Ways that you and your business can guard against vishing attacks include:
– Don’t trust caller ID to be 100 per cent accurate, numbers can be faked.
– Don’t answer phone calls to unknown numbers, block numbers of spam callers, register your phone number with the Telephone Preference Services (TPS) and report any suspicious spam calls to the Information Commissioners Office (ICO).
– Beware of unsolicited alleged calls from banks, credit card companies or government agencies, particularly those asking to you to call certain numbers and/or change password details. The real organisations and agencies would not make calls of this kind.
– Include phishing, vishing, smishing and other variants with your security awareness training for employees.
– Avoid using a gift card or a wire/direct money transfer, and make sure that there is a policy and process in place for any money transfers that all employees must adhere to, even if the request appears to come from someone within the company.
– Don’t give in to pressure; remember that you can ditch any call at any time, and give yourself the option of looking up the number of the company/agency/organisation that claims to be calling you and calling them back yourself to check.

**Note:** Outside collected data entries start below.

Issue #290, opened 2018-06-05
Improve Contributing Guide


jaredcnance:
**References**
- [Servicestack](https://github.com/ServiceStack/ServiceStack/wiki/HowTo-write-unit-integration-tests)
- [Code of Conduct](https://gist.github.com/PurpleBooth/b24679402957c63ec426)
- [OpenStack](https://wiki.openstack.org/wiki/How_To_Contribute)
- [EmberJS](https://github.com/emberjs/ember.js/blob/master/CONTRIBUTING.md)
- [ReactJS](https://reactjs.org/docs/how-to-contribute.html)

**Examples of Things We Might Inclue**
- How to update documentation
- Searching through issues
- Proposing new features...The worst thing in the world is opening a PR that gets rejected.
- Cloning the repo
- Forking the repo
- Setting up PostgreSQL (currently in README)
- Running tests (currently in README)
- Changing example app data models (e.g. don't use migrations)
- Running the example apps
- The build/release system
- PR approval requirement
- [API Deprecration Strategy](https://github.com/json-api-dotnet/JsonApiDotNetCore/issues/404#issuecomment-420483020):
  1. Introduce new APIs in minor release, deprecate old APIs with error: false
  2. Deprecate old APIs in major release with error: true
  3. Remove old APIs in major release
- New APIs must contain XML documentation (can fail the build for this?)
- Debugging test failures via appveyor

![image](https://user-images.githubusercontent.com/13851721/41691695-75259c12-74c1-11e8-8cb3-4e0e59fd76c8.png)

Issue #281, opened 2018-05-08
Run tests against multiple versions of ASP.Net Core


jaredcnance:
We should be able to run tests against multiple versions of ASP.Net Core by defining the default versions in Directory.Build.props and then override by passing the versions as  msbuild properties:

```
dotnet test ./test/UnitTests/UnitTests.csproj \
  /p:AspNetCoreVersion=2.0.0 \
  /p:EFCoreVersion=2.0.0 \
  /p:MicrosoftLoggingVersion=2.0.0
```

PR #300, opened 2018-06-12
Use `Mvc.Core` instead of `Mvc`

btecu:
I wanted to add the package to my project and it asked to install a lot of dependencies. First step to reduce that is to use `Mvc.Core` instead of `Mvc`. `Mvc` has a lot of extra unneeded packages, such as Razor (template support).
install

I also updated all other packages.

I noticed a lot of warnings related to `xunit`. Probably existing, but I fixed those as well.


btecu:
There appears to be one failing test. Until #290 is completed, I won't be able to figure it out which one is failing, since output is extremely verbose (and unhelpful). Otherwise, maybe someone can point out which test is failing?

Directory.Build.props
```diff
@@ -4,28 +4,27 @@
     <NetCoreAppVersion>netcoreapp2.0</NetCoreAppVersion>
     <NetStandardVersion>netstandard2.0</NetStandardVersion>
 
-    <AspNetCoreVersion>2.0.1</AspNetCoreVersion>
+    <AspNetCoreVersion>2.1.0</AspNetCoreVersion>
```
jaredcnance: I'm a bit nervous about pushing this in a non-major release until #281 is done

src/Examples/JsonApiDotNetCoreExample/Controllers/Restricted/ReadOnlyController.cs
```diff
@@ -5,7 +5,7 @@ namespace JsonApiDotNetCoreExample.Controllers.Restricted
 {
     [Route("[controller]")]
     [HttpReadOnly]
-    public class ReadOnlyController : Controller
+    public class ReadOnlyController : ControllerBase
```
jaredcnance: Thank you! I've been wanting to do this for a while. I don't _think_ anyone is generating views via their JADNC controllers, but if they are this would be a breaking change 🤔 ... I think this is the right direction. Just wondering about versioning.

test/JsonApiDotNetCoreExampleTests/Acceptance/Extensibility/CustomErrorTests.cs
```diff
@@ -11,7 +11,7 @@ public class CustomErrorTests
         public void Can_Return_Custom_Error_Types()
         {
             // arrange
-            var error = new CustomError("507", "title", "detail", "custom");
+            var error = new CustomError(507, "title", "detail", "custom");
```
jaredcnance: 👏

test/JsonApiDotNetCoreExampleTests/Acceptance/Spec/AttributeFilterTests.cs
```diff
@@ -131,7 +131,7 @@ public AttributeFilterTests(TestFixture<TestStartup> fixture)
 
             // assert
             Assert.Equal(HttpStatusCode.OK, response.StatusCode);
-            Assert.False(deserializedTodoItems.Any(i => i.Ordinal == todoItem.Ordinal));
+            Assert.DoesNotContain(deserializedTodoItems, x => x.Ordinal == todoItem.Ordinal);
```
jaredcnance: :clap:

jaredcnance:
The test is failing because of this: https://github.com/json-api-dotnet/JsonApiDotNetCore/blob/3fc1099e15257e55573178b3dd19edd0ae6f7f16/test/JsonApiDotNetCoreExampleTests/Helpers/Extensions/IQueryableExtensions.cs#L19

I'm using this to double check actual SQL output of EF queries (`ToSql`):
https://github.com/json-api-dotnet/JsonApiDotNetCore/blob/3fc1099e15257e55573178b3dd19edd0ae6f7f16/test/JsonApiDotNetCoreExampleTests/Acceptance/Spec/SparseFieldSetTests.cs#L56

But, it doesn't look like you upgraded EF, so I'm not sure why this is failing...

Directory.Build.props
```diff
@@ -4,28 +4,27 @@
...
-    <MicrosoftLoggingVersion>2.0.0</MicrosoftLoggingVersion>
-    <MicrosoftConfigurationVersion>2.0.0</MicrosoftConfigurationVersion>
-    <MicrosoftOptionsVersion>2.0.0</MicrosoftOptionsVersion>
+    <MicrosoftLoggingVersion>2.1.0</MicrosoftLoggingVersion>
+    <MicrosoftConfigurationVersion>2.1.0</MicrosoftConfigurationVersion>
+    <MicrosoftOptionsVersion>2.1.0</MicrosoftOptionsVersion>
 
-    <EFCoreVersion>2.0.1</EFCoreVersion>
-    <EFCoreToolsVersion>2.0.1</EFCoreToolsVersion>
+    <EFCoreVersion>2.1.0</EFCoreVersion>
```
jaredcnance: The test is failing because of this. We do some reflection on EF APIs to check the actual SQL output of queries (`ToSql`). Looks like these properties no longer exist or were renamed.

https://github.com/json-api-dotnet/JsonApiDotNetCore/blob/3fc1099e15257e55573178b3dd19edd0ae6f7f16/test/JsonApiDotNetCoreExampleTests/Helpers/Extensions/IQueryableExtensions.cs#L19

https://github.com/json-api-dotnet/JsonApiDotNetCore/blob/3fc1099e15257e55573178b3dd19edd0ae6f7f16/test/JsonApiDotNetCoreExampleTests/Acceptance/Spec/SparseFieldSetTests.cs#L56

Directory.Build.props
btecu: We could get #281 and bump the version or just release it. I suspect there will be no significant issues since 2.0 to 2.1 is more of a performance upgrade so just releasing might be fine.

jaredcnance: fyi - I've started this work over in #302 , should have it done tonight or tomorrow....the fix for the failing tests here will be the same as in that PR.

Directory.Build.props
jaredcnance: #302 has a fix for this and includes the tests for the prior frameworks. I'll probably merge that in tonight and then you can rebase onto those changes.

jaredcnance: I decided to hold on #302 for now. I'm going to merge this in and get a release started.

btecu:
Thanks @jaredcnance!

The predictions from security researchers and commentators are that vishing, along with phishing and smishing are set to increase this year, and their success could be helped by the COVID-19 outbreak as people wait and search for information about financial and health matters, details about government payments and help, and details about cancellations e.g. holidays and flights. Companies and organisations need to educate their staff about the threat, while businesses and individuals need to be vigilant and cautious about any unsolicited phone calls, particularly those that offer rewards, create panic or warn of dire consequences, and those that apply pressure.